Beyond this, the defendant's opposition to summary judgment did not raise any other independent title defect or matter arising out of the foreclosure that could now be litigated.4 "An issue not raised or argued below may not be argued for the first time on appeal." Carey, 446 Mass. at 285, quoting from Century Fire & Marine Ins. Corp. v. Bank of New England-Bristol County, N.A., 405 Mass. 420, 421 n.2 (1989) (court deemed issue waived where "plaintiffs never put the judge on notice that they opposed summary judgment on [that] theory"). Specifically, the defendant now argues the foreclosure was void because (1) the foreclosing attorney was not duly authorized; and (2) CitiMortgage otherwise failed to comply with several specific statutory requirements for a valid foreclosure. Because these arguments were not raised in the defendant's opposition to summary judgment, he cannot rely on them now. See Moronta v. Nationstar Mort., LLC, 88 Mass. App. Ct. 621, 626 n.12 (2015) (declining to address mortgagee's arguments on appeal that were not raised below).

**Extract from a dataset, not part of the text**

PR #356, opened 2021-02-11
fix: Add missing top placement and default z-index for Modal

afontcu:
Weirdly enough, Modal works fine on Storybook, but looks like it is not properly placed when used somewhere else ([here]( https://deploy-preview-379--maitai.netlify.app/es/)).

We recognize the defendant represented himself before the Housing Court and on appeal. "[A]lthough some leniency is appropriate" in determining whether a pro se litigant complies with procedural requirements, Brossard v. West Roxbury Div. of the Dist. Ct. Dept., 417 Mass. 183, 184 (1994), the defendant "is bound by the same procedural rules applicable to other litigants," Lawless v. Board of Registration in Pharmacy, 466 Mass. 1010, 1011 n.3 (2013). Because these issues were not raised below, there was no opportunity for the parties to develop a record on them and we are without guidance from the Housing Court judge. Accordingly, we are unable to review these issues here, regardless of whether they can be considered in some other forum.5
Judgment affirmed.
The defendant's wife, Dawne Brown, did not file a responsive pleading or appear at trial in the Housing Court. As a result, she was defaulted and is no longer a party to this action.
This program is also referred to in the materials before us as the "Home Affordable Mortgage Program."
The only reference to strict statutory compliance in foreclosure proceedings relates specifically to the defendant's already-foreclosed title defect argument.
The plaintiff's request for double costs is denied.